Here are my takeaways after an hour or so of fiddling –

  • It’s all too easy to lose track of recurring subscription payments, especially smaller dollar amounts. For example, I have three items each month for Apple on my Amex card. One is for Apple Music (that’s a keeper) but the other two are a little nebulous. I think my household doubled up for data storage that we don’t fully use. My iPhone lets me check subscriptions purchased through Apple, so I’ll have to give that a look.
  • Streaming services now resemble cable. Netflix, Hulu, and Disney+? That’s about $41 per month combined. Do we need all three? Reviewing this stuff is a reminder that we subscribed to Hulu mostly for one show and the binging is over, so we should cancel it. And we really don’t watch Disney+ that much but a family member lets us use their Prime account and they use our Disney+, so it’s sort of a trade. That’s probably too much information, but it’s one reason for our multiple streaming services. What’s yours?
  • Beware the annual auto-renewal as it’s very easy to miss when reviewing monthly or annual statements. For example, I found a subscription from last Fall that would have auto-renewed soon. Maybe I could have cancelled after the renewal and got my money back, but it’s much easier to figure it out ahead of time. I was also reminded of other annuals that I’m happy with and will let those renew after verifying the terms.

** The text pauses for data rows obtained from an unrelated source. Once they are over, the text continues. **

Issue #1173, opened 2019-03-24
match phrase TermLocationMap got same locations


ansjsun:
![image](https://user-images.githubusercontent.com/1221947/54877891-b9592e80-4e5f-11e9-9501-c42251ac6952.png)

so , use findPhrasePaths function it return a large array 

![image](https://user-images.githubusercontent.com/1221947/54877927-0dfca980-4e60-11e9-82ac-d739569316ad.png)

mschoch:
If possible, please see if this PR addresses the issue: https://github.com/blevesearch/bleve/pull/1169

There are apps that help with this but, ironically, they’re auto-renew subscriptions too and, in theory, would only add to the problem if you don’t realize some value from them. Rocket Money is one that identifies and monitors your subscriptions. It’s free but requires payment for premium services, and I’m guessing subscription monitoring is one of those.

Some may say this is small stuff and not to sweat it and I get that, at least to some extent. But start adding these subscriptions up and we could be talking about a grand or two annually in real money that’s paying for unused products or services. I think that’s worth 10 minutes a day, Monday through Friday, to monitor your bank and credit card transactions, or at least a few times a year to review statements, don’t you?

Beyond that, this kind of review is part of taking more control of your finances. If you’re spending money, make sure you know what you’re getting in return. Don’t just let it happen. Good luck as you geek out on reviewing your subscriptions. It may be enlightening while also putting some cash back into your checking account. What to do with the money you’ve saved? Buy some stocks and bonds. You may have heard they’re on sale lately.

Here's a link to the CNBC article if you’d like to read more.

Have questions? Ask me. I can help.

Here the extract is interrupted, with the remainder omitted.